EXERCISE → Return the count of lines in the records that include the string "useHTTPS", and nothing besides it.

Records from a data collection:
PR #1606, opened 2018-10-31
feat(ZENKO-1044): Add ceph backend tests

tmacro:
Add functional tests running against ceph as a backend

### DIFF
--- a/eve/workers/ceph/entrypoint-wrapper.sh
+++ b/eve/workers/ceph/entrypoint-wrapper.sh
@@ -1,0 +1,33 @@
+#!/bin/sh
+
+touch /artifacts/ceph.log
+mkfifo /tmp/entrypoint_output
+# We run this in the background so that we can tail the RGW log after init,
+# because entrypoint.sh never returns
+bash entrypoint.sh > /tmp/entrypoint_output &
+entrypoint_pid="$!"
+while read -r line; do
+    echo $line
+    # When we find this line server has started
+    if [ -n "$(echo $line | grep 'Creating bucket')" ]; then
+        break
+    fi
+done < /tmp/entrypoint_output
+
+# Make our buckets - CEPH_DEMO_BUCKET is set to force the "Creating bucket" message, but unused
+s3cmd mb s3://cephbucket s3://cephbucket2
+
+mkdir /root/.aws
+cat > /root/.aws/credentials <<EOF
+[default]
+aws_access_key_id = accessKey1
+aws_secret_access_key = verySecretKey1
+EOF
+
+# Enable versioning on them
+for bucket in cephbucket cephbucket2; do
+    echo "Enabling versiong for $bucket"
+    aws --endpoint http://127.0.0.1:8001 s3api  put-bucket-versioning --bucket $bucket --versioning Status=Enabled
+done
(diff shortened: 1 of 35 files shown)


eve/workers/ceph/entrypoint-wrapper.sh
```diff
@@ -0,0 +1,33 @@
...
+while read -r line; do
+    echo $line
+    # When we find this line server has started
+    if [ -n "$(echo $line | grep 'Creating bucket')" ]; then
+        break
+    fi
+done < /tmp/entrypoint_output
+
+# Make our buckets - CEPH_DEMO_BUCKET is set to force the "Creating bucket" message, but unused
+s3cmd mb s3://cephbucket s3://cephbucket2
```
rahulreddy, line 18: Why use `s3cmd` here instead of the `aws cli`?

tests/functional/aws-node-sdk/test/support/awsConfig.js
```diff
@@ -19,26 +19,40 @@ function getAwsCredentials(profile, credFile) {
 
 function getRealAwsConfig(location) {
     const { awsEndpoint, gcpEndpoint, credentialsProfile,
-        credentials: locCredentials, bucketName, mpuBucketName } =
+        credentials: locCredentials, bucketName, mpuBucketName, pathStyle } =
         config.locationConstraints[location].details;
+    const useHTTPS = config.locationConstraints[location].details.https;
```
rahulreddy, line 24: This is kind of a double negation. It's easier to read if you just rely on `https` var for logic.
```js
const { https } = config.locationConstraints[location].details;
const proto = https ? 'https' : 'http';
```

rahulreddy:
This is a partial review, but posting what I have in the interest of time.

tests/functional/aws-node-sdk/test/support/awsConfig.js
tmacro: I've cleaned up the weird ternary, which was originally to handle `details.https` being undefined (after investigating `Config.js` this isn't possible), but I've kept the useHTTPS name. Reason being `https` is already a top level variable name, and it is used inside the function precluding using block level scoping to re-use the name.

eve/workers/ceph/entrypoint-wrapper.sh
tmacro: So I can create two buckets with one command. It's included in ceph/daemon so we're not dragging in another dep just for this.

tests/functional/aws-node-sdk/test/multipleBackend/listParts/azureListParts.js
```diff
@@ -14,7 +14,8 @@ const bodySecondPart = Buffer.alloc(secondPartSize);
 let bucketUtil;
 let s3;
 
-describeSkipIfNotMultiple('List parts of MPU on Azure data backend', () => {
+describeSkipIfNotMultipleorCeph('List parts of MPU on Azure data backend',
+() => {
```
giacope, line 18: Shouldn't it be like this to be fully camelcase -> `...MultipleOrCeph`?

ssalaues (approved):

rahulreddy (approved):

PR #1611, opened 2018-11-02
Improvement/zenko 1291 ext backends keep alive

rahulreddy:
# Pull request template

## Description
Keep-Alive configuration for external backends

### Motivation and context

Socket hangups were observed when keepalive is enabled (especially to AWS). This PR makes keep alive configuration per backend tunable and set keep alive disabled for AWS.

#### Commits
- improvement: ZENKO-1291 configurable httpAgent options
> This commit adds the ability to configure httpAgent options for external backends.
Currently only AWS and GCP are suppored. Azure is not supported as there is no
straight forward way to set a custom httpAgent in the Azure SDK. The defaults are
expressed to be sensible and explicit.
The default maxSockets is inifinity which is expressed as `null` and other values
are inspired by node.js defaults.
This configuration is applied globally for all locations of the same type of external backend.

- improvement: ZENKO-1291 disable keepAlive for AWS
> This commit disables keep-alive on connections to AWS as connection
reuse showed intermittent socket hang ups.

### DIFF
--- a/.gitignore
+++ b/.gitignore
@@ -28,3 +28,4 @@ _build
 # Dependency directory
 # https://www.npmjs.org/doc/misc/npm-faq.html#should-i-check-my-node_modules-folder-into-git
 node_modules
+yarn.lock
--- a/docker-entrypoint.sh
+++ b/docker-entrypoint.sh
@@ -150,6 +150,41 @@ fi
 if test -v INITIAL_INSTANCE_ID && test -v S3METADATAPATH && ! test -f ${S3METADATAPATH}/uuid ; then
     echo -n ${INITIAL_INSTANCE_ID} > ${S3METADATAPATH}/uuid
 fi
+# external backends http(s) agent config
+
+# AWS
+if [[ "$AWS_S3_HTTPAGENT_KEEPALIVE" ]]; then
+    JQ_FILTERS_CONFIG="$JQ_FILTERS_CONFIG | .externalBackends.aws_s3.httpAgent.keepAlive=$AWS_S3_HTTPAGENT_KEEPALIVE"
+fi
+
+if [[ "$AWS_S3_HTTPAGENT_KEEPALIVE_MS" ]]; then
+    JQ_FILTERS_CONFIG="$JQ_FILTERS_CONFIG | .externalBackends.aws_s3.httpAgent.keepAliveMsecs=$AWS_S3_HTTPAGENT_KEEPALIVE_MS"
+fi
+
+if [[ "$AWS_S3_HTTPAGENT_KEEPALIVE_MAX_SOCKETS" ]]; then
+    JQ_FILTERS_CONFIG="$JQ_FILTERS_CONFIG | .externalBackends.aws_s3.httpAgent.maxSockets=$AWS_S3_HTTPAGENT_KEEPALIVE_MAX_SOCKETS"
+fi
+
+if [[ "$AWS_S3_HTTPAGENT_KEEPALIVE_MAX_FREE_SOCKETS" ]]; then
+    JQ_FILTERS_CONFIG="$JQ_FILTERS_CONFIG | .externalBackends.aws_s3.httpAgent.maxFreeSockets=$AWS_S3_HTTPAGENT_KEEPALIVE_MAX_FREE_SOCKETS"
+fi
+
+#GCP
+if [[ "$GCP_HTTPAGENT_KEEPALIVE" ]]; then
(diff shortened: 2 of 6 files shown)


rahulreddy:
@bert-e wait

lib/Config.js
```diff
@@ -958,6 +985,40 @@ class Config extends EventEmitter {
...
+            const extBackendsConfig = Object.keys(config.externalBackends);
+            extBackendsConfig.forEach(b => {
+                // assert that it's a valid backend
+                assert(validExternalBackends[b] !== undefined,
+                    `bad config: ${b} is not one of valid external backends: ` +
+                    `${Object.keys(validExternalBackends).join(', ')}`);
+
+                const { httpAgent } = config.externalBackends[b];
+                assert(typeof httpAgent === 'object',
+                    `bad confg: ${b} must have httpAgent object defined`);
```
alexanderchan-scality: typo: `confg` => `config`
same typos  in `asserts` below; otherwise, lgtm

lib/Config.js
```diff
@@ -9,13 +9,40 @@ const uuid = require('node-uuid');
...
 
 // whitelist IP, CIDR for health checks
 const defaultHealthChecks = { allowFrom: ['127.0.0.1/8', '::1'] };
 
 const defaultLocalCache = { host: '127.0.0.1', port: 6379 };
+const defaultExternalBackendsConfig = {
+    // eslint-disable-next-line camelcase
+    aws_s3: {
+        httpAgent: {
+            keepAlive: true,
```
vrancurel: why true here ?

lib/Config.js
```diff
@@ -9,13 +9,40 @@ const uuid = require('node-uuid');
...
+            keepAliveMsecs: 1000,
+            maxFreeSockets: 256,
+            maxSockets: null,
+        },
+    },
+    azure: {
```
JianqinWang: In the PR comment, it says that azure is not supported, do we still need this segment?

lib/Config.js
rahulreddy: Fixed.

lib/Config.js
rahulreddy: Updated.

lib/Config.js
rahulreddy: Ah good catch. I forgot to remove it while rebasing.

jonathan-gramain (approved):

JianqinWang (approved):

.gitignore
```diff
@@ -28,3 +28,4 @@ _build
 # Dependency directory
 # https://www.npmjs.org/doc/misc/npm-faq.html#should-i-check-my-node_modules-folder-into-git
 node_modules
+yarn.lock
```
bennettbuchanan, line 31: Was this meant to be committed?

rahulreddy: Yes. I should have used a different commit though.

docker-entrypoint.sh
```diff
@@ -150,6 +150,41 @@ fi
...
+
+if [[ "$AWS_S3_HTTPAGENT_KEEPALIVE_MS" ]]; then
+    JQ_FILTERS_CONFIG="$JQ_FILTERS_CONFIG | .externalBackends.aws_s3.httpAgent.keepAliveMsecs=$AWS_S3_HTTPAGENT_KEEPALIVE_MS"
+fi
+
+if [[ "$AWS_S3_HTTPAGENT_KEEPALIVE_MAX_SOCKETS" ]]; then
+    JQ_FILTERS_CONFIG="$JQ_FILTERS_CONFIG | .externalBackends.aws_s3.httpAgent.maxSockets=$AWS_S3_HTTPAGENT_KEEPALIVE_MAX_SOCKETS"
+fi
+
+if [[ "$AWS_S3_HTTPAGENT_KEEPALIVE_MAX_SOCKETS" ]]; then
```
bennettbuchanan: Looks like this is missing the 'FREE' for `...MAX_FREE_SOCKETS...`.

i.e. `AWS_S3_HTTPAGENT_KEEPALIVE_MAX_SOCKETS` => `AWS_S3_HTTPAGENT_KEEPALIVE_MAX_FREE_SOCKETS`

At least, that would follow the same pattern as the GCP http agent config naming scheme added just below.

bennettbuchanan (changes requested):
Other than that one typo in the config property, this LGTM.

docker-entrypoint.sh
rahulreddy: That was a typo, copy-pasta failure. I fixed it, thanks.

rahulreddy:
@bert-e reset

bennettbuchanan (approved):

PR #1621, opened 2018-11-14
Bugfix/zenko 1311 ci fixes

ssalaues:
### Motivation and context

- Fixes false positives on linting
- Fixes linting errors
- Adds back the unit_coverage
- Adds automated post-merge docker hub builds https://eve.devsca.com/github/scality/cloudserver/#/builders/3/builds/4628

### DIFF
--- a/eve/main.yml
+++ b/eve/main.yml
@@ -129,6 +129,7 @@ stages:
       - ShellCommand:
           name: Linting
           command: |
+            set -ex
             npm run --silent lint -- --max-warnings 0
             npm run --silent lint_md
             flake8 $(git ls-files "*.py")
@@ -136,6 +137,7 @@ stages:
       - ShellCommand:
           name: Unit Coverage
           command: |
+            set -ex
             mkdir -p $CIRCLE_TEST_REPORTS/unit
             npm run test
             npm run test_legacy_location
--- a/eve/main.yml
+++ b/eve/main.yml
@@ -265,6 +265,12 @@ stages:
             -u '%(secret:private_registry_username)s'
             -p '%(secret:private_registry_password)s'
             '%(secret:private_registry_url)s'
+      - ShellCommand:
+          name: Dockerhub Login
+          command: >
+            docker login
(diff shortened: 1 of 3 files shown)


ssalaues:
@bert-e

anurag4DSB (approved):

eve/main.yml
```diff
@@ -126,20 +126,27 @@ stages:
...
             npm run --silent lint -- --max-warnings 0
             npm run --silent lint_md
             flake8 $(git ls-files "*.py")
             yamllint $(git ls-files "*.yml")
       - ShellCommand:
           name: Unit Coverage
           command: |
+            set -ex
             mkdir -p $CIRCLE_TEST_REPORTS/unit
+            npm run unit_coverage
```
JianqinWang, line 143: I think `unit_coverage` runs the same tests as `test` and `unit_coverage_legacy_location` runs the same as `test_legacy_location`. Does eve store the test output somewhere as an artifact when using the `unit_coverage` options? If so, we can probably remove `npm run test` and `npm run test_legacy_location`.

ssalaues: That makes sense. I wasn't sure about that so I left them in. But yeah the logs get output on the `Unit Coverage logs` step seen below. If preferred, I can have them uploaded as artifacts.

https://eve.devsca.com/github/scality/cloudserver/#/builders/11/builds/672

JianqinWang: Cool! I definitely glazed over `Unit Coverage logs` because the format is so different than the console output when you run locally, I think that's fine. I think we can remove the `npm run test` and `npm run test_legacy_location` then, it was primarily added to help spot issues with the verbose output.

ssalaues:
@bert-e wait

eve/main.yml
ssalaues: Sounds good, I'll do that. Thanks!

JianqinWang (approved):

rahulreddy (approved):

SOLVED EXERCISE → 2